### [Exercise prompt]
As the answer, give every line of the records that includes the word "just".

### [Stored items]

PR #1909, opened 2026-08-27
Add --absolute-names to tar command in target-shell

JSCU-CNI:
This PR adds the ability to save absolute member names (`--absolute-names` / `-P`) to the `target-shell` `tar` command.

Without `-P`:
```
localhost:/var$ tar -cvf log.tar ./log
a log
a log/alternatives.log
a log/apt
a log/apt/eipp.log.xz
a log/apt/history.log
a log/bootstrap.log
a log/btmp
a log/dpkg.log
a log/lastlog
a log/wtmp
```

With `-P`:
```
localhost:/var$ tar -cvPf log.tar ./log
a var/log
a var/log/alternatives.log
a var/log/apt
a var/log/apt/eipp.log.xz
a var/log/apt/history.log
a var/log/bootstrap.log
a var/log/btmp
a var/log/dpkg.log
a var/log/lastlog
a var/log/wtmp
```

### DIFF
--- a/dissect/target/tools/shell.py
+++ b/dissect/target/tools/shell.py
@@ -1139,7 +1139,7 @@ class TargetCli(TargetCmd):
 
         return False
 
-    @arg("path", nargs="+", type=TargetPathArgument)
+    @arg("path", nargs="+", metavar="PATH", type=TargetPathArgument)
     @arg(
         "-f",
         "--file",
@@ -1162,6 +1162,12 @@ class TargetCli(TargetCmd):
         "--dereference",
         action="store_true",
         help="follow symlinks and archive the files they point to instead of the symlinks themselves",
+    )
+    @arg(
+        "-P",
+        "--absolute-names",
+        action="store_true",
+        help="store the absolute path of a file",
     )
     @arg("-v", "--verbose", action="store_true")
     def cmd_tar(self, args: argparse.Namespace, stdout: TextIO) -> bool:
@@ -1247,8 +1253,11 @@ class TargetCli(TargetCmd):
                 print(f"tar: {PurePosixPath(path)}: unsupported file type, skipping", file=sys.stderr)
                 return
             if info.isreg():
-                with path.open("rb") as f:
-                    tar.addfile(info, fileobj=f)
+                with path.open("rb") as fh:
+                    try:
+                        tar.addfile(info, fileobj=fh)
+                    except Exception as e:
+                        print(f"tar: {PurePosixPath(path)}: failed to read file: {e}", file=sys.stderr)
             elif info.isdir():
                 tar.addfile(info)
                 for child in path.iterdir():
@@ -1265,11 +1274,11 @@ class TargetCli(TargetCmd):
         fobj = stdout.buffer if args.file == "-" else Path(args.file).open("wb")  # noqa: SIM115
         mode = "w|"
         if args.gzip:
-            mode = "w|gz"
+            mode += "gz"
         elif args.bzip2:
-            mode = "w|bz2"
+            mode += "bz2"
         elif args.xz:
-            mode = "w|xz"
+            mode += "xz"
 
         try:
             inodes_cache = {}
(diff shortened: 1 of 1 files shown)


Miauwkeru:
Can you add something about what this attempts to solve or add?

JSCU-CNI:
@Miauwkeru See the updated description.

Miauwkeru:
@JSCU-CNI thank you, i will take a look :)

dissect/target/tools/shell.py
```diff
@@ -1286,11 +1295,18 @@ def add_to_tar(
...
                     for path in paths:
-                        arcname = str(PurePosixPath(path).relative_to("/"))
-                        if not Path(arg_path).is_absolute():
-                            pure_path = PurePosixPath(path).relative_to(PurePosixPath(self.cwd))
-                            arcname = "/".join(p for p in pure_path.parts if p not in (".", ".."))
-                            arcname = arcname or "."
+                        if args.absolute_names:
+                            arcname = str(PurePosixPath(path))
+                            if arcname.startswith("/"):
+                                arcname = arcname.lstrip("/")
```
Miauwkeru, line 1301:
```suggestion
                            # use the absolute version of path
                            arcname = str(PurePosixPath(path)).lstrip("/")
```

As `lstrip` doesn't change the output if there is no leading `/` i think it's fine to just always use it and get rid of the if condition

dissect/target/tools/shell.py
```diff
@@ -1286,11 +1295,18 @@ def add_to_tar(
...
+                        else:
+                            if Path(arg_path).is_absolute():
+                                arcname = str(PurePosixPath(path).relative_to(path.drive or "/"))
+                            else:
+                                pure_path = PurePosixPath(path).relative_to(PurePosixPath(self.cwd))
+                                arcname = "/".join(p for p in pure_path.parts if p not in (".", ".."))
+                                arcname = arcname or "."
+
```
Miauwkeru, line 1309:
```suggestion
                        elif Path(arg_path).is_absolute():
                            arcname = str(PurePosixPath(path).relative_to(path.drive or "/"))
                        else:
                            pure_path = PurePosixPath(path).relative_to(PurePosixPath(self.cwd))
                            arcname = "/".join(p for p in pure_path.parts if p not in (".", ".."))
                            arcname = arcname or "."
```
You can reduce the indentation of the if statements so it looks a bit better

Miauwkeru (changes requested):
Can you add a test for this functionality?

yunzheng:
I've been looking at this PR and the real `tar` and I want to start a short design question:

What do we want the `target-shell tar` options to be, a faithful mirror of real `tar`, or our own thing that borrows the familiar names? 

I ask because `-P` here doesn't do what `tar -P` does. In GNU tar, `-P` only disables stripping of leading `/` (and `../`) from member names. It never resolves relative paths, and with an absolute argument it keeps the slash. So `tar -cvPf log.tar ./log` stores `./log/...`, not `var/log/...`, and `tar -cvPf log.tar /var/log` stores `/var/log/....` This PR does the opposite for both: it resolves to absolute and strips the slash.

So far I've kept the dissect shell's `tar` options as close to real `tar` as possible, mostly for muscle memory and interoperability.

Two things that might change the picture:

1. If the goal is "full path from root, no leading slash", that already works by passing an absolute path (from the top of my head):

```
localhost:/var$ tar -cvf log.tar /var/log
a var/log
a var/log/alternatives.log
a var/log/apt
a var/log/apt/eipp.log.xz
a var/log/apt/history.log
a var/log/bootstrap.log
a var/log/btmp
a var/log/dpkg.log
a var/log/lastlog
a var/log/wtmp
```

2. If the goal is to make that work for relative paths too (resolve against cwd), which is a reasonable feature to have. I suggest to introduce a custom long option, e.g. `--resolve-paths` or `--realpath`. Short flag would be difficult as most of them are already taken by `tar`.

Note that I'm also open to deviating from real `tar` as we will never implement all of its options and short flags in the dissect shell anyway. I'm just raising this as a design decision.

PR #1910, opened 2026-09-02
Fix deprecation warning for argparse.FileType in fortifw

Miauwkeru:
# Fix argparse.Filetype deprecation

argparse.Filetype is deprecated since python 3.14 and prefers just
opening the file yourself

https://docs.python.org/3/library/argparse.html#filetype-objects


yunzheng (approved):
LGTM

PR #406, opened 2023-09-06
edk2toollib/database: Switch to sqlite3

Javagedes:
Switch to using sqlite3 rather than TinyDB as this is a true database that supports SQL queries and other expected functionality that TinyDB does not.

Additionally:

- Removes all queries as they were just a bridge due to the fact that TinyDB did not support SQL queries and in particular, joins.
- Adds a Package Table, which can contain generic information about the package (right now, only the containing repository)


edk2toollib/database/edk2_db.py
```diff
@@ -7,107 +7,74 @@
...
-    1. File Read/Write: A database will be loaded or created at the specified path. Any changes made will be written
-       to the database file. This is the slowest of the three modes. Specify with Edk2DB.FILE_RW
+    Attributes:
+        connection (sqlite3.Connection): The connection to the database
 
-    2. File Read Only: A database will be loaded at the specific path. Attempting to change the database will result
-       in an error. This is the middle of the three in terms of performance. Specify with Edk2DB.FILE_RO
+    !!! note
+        Edk2DB provides a table called `junction` that can be used to make associations between tables. It has the
+        following schema: `table1, key1, table2, key2`.
```
Javagedes, line 46:
```suggestion
        following schema: `env_id, table1, key1, table2, key2`.
```

edk2toollib/database/tables/package_table.py
```diff
@@ -0,0 +1,59 @@
+# @file repository_table.py
```
makubacki, line 1:
```suggestion
# @file package_table.py
```

edk2toollib/database/tables/environment_table.py
```diff
@@ -6,46 +6,54 @@
...
+        dtime = datetime.datetime.now()
+
+        try:
+            version = git.Repo(pathobj.WorkspacePath).head.commit.hexsha
+        except git.InvalidGitRepositoryError:
+            version = "UNKNOWN"
+
+        # Insert into environment table
+        entry = (id,str(dtime),version,)
+        db_cursor.execute("INSERT INTO environment (id, date,version) VALUES (?, ?, ?)", entry)
```
Javagedes, line 55:
```suggestion
        db_cursor.execute("INSERT INTO environment (id, date, version) VALUES (?, ?, ?)", entry)
```

makubacki (approved):

edk2toollib/database/__init__.py
makubacki, line 1: I suggest making the PR title somthing like `edk2toollib/database: Switch to sqlite3`.

edk2toollib/database/tables/package_table.py
Javagedes: Updated. Thank you!

edk2toollib/database/__init__.py
Javagedes: Updated. Thank you!

PR #419, opened 2023-09-29
edk2toollib/uefi/edk2/parsers: enhancements

Javagedes:
Improves the following parsers in the following ways:

`base_parser.py`: Properly uses ivalue (int value) to check if the string representation of a value was correctly converted to an integer ('1' to 1, '0x0' to 0, etc) when evaluating conditionals

`dsc_parser.py`: register pcds when performing the initial parse responsible for finding define statements. This is necessary to evaluate conditionals that use pcds.

### DIFF
--- a/edk2toollib/uefi/edk2/parsers/base_parser.py
+++ b/edk2toollib/uefi/edk2/parsers/base_parser.py
@@ -240,12 +240,12 @@ class BaseParser(object):
             return (ivalue != ivalue2) and (value != value2)
 
         # check to make sure we only have digits from here on out
-        if not isinstance(value, int) and not str.isdigit(value):
+        if not isinstance(ivalue, int) and not str.isdigit(value):
             self.Logger.error(f"{self.__class__}: Unknown value: {value} {ivalue.__class__}")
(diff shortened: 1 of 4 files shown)


apop5 (approved):

edk2toollib/uefi/edk2/parsers/base_parser.py
```diff
@@ -240,12 +240,17 @@ def ComputeResult(self, value, cond, value2):
             return (ivalue != ivalue2) and (value != value2)
 
         # check to make sure we only have digits from here on out
```
makubacki, line 242: It seems this line should go after this block and before the `isdigit()` checks below?

makubacki (approved):

edk2toollib/uefi/edk2/parsers/base_parser.py
Javagedes: All three of the checks below this line are to insure we only have digits from here on out (verifying value is not a string representation of true / false, and isinstance / isdigit checks).

I can't rely soley on isinstance and isdigit because `self.ConvertToInt` converts the any TRUE / FALSE strings to 1 / 0, so we have to make sure the origin value was not a TRUE/FALSE also.

PR #423, opened 2023-10-03
[REBASE&FF] Multiple table / parser updates

Javagedes:
Contains multiple commits to improve `instanced_table`, `instanced_inf_table`, and `dsc_parser`.

## Commit 1: inf_table.py: resolve dot-dot paths in source files

Updates inf_table.py to resolve dot-dot paths in source files before inserting it into the database to ensure the path is a valid edk2 package path relative path. Source files in the database are now edk2 package relative rather than inf relative.

## Commit 2: instanced_inf_table.py: Filter on TARGET_ARCH

The dsc_parser is architecture agnostic and resolves the dsc file for all architectures it supports. This means the instanced_inf_table must filter the results to only the architectures specified by the Settings file.

## Commit 3: dsc_parser.py: use SUPPORTED_ARCHITECTURES

The dsc_parser relied on TARGET_ARCH when creating scoped libraries and components, but it should rely on SUPPORTED_ARCHITECTURES which provides information true to the DSC.

## Commit 4: inf parsing: Add support for scoped source files

Adds additional parsing to the inf_parser to support scoped source files
which can be retrieved via the function get_sources(arch_list), which
will return all sources used for a given arch(s). Re-writes the logic
that does the same for scoped libraries to make it more extensible, but
no user facing changes.

Updates instanced_inf_table to use the new function to get the sources.

## Commit 5: inf_parser: Add ReplaceVariable support

Previously, the INF parser did not support detecting DEFINE variables or
replacing $(variable) with the value of the variable, similar to other
parsers. This change adds support for this feature, and assocaited tests
to ensure it works as expected.

### DIFF
--- a/edk2toollib/database/tables/instanced_inf_table.py
+++ b/edk2toollib/database/tables/instanced_inf_table.py
@@ -206,6 +206,7 @@ class InstancedInfTable(TableGenerator):
         visited.append(inf)
         library_instance_list = []
         library_class_list = []
+        arch = scope.split(".")[0].upper()
 
         #
         # 0. Use the existing parser to parse the INF file. This parser parses an INF as an independent file
@@ -217,7 +218,7 @@ class InstancedInfTable(TableGenerator):
         # 1. Convert all libraries to their actual instances for this component. This takes into account
         #    any overrides for this component
         #
-        for lib in infp.get_libraries(self.arch):
+        for lib in infp.get_libraries([arch]):
             lib = lib.split(" ")[0]
             library_instance_list.append(self._lib_to_instance(lib.lower(), scope, library_dict, override_dict))
             library_class_list.append(lib)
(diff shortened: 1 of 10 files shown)


edk2toollib/database/tables/instanced_inf_table.py
```diff
@@ -164,7 +164,12 @@ def _build_inf_table(self, dscp: DscP):
         """
         inf_entries = []
         for (inf, scope, overrides) in dscp.Components:
-            logging.debug(f"Parsing Component: [{inf}]")
+            # Ignore components built with an architecture that is not in TARGET_ARCH
+            arch = scope.split(".")[-1].upper()
```
cfernald, line 168: For my education, why the switch from forward index like with the removed `"ARCH": scope.split(".")[0].upper(),` to backward index?

cfernald (approved):

edk2toollib/database/tables/instanced_inf_table.py
Javagedes: This was actually a mistake on my part. Thank you for catching this. It has been switched back to 0

PR #430, opened 2023-10-09
path_utilities: Remove Nested package exceptions

### LINKED ISSUE #200: [Bug]: Remove PYTOOL_TEMPORARILY_IGNORE_NESTED_EDK_PACKAGES
### Contact Details

_No response_

### Describe the Bug

This environment variable should be removed as it was added as a temporary measure for downstream consumers to not have to fix their nested packages right away.

PYTOOL_TEMPORARILY_IGNORE_NESTED_EDK_PACKAGES

### Reproduction steps

Review https://github.com/tianocore/edk2-pytool-library/pull/199

### Expected behavior

The variable and related code are removed. A release message is provided describing the removal when it is done.

### Execution Environment

_No response_

### Pip packages

_No response_

### Additional context

_No response_

Javagedes:
Removes Nested package exceptions from path_utilities.py in favor of a warning.  This is being done as the exception has served its purpose and those willing to update their nested packages have had a year to do so. Any nested packages will now only be a warning logged at logging.DEBUG and issues with converting from an absolute path to an edk2 package path relative path will be accepted.

A new CI Check has been added so that packages managed by that specific repository will still be checked by nested packages, but nested packages outside of the control of that specific repository will not be checked and thus not result in an exception being raised.

closes #200

### DIFF
--- a/edk2toollib/uefi/edk2/path_utilities.py
+++ b/edk2toollib/uefi/edk2/path_utilities.py
@@ -105,6 +105,15 @@ class Edk2Path(object):
         #    is relative (nested) to each other.
         # 3. Raise an Exception if two packages are found to be nested.
         #
+        if "PYTOOL_TEMPORARILY_IGNORE_NESTED_EDK_PACKAGES" in os.environ:
+            warning = "PYTOOL_TEMPORARILY_IGNORE_NESTED_EDK_PACKAGES is no longer used by edk2-pytool-library, but is "\
+                      "detected in your environment. Please remove this environment variable."
+            self.Logger.log(logging.WARNING, warning)
+        if "PYTOOL_IGNORE_KNOWN_BAD_NESTED_PACKAGES" == os.environ:
+            warning = "PYTOOL_IGNORE_KNOWN_BAD_NESTED_PACKAGES is no longer used by edk2-pytool-library, but is " \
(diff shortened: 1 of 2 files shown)


edk2toollib/uefi/edk2/path_utilities.py
```diff
@@ -120,60 +110,18 @@ def __init__(self, ws: str, package_path_list: Iterable[str],
...
 
-        # Note: The ability to ignore this function raising an exception on
-        #       nested packages is temporary. Do not plan on this variable
-        #       being available long-term and try to resolve the nested
-        #       packages problem right away.
-        #
-        # Removal is tracked in the following GitHub issue:
-        # https://github.com/tianocore/edk2-pytool-library/issues/200
-        ignore_nested_packages = False
-        if "PYTOOL_TEMPORARILY_IGNORE_NESTED_EDK_PACKAGES" in os.environ and \
```
makubacki, line 131: If the variables are still being set after the change, it might be worth adding a warning message that the variables are now deprecated and ineffective. To help clean up consumer code and reduce confusion about what the variables might do if people see them still sitting around.

Javagedes: I have added a warning that they are no longer used, and to remove them from your environment.

Thanks!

### [Exercise answer]
As `lstrip` doesn't change the output if there is no leading `/` i think it's fine to just always use it and get rid of the if condition
Note that I'm also open to deviating from real `tar` as we will never implement all of its options and short flags in the dissect shell anyway. I'm just raising this as a design decision.
argparse.Filetype is deprecated since python 3.14 and prefers just
- Removes all queries as they were just a bridge due to the fact that TinyDB did not support SQL queries and in particular, joins.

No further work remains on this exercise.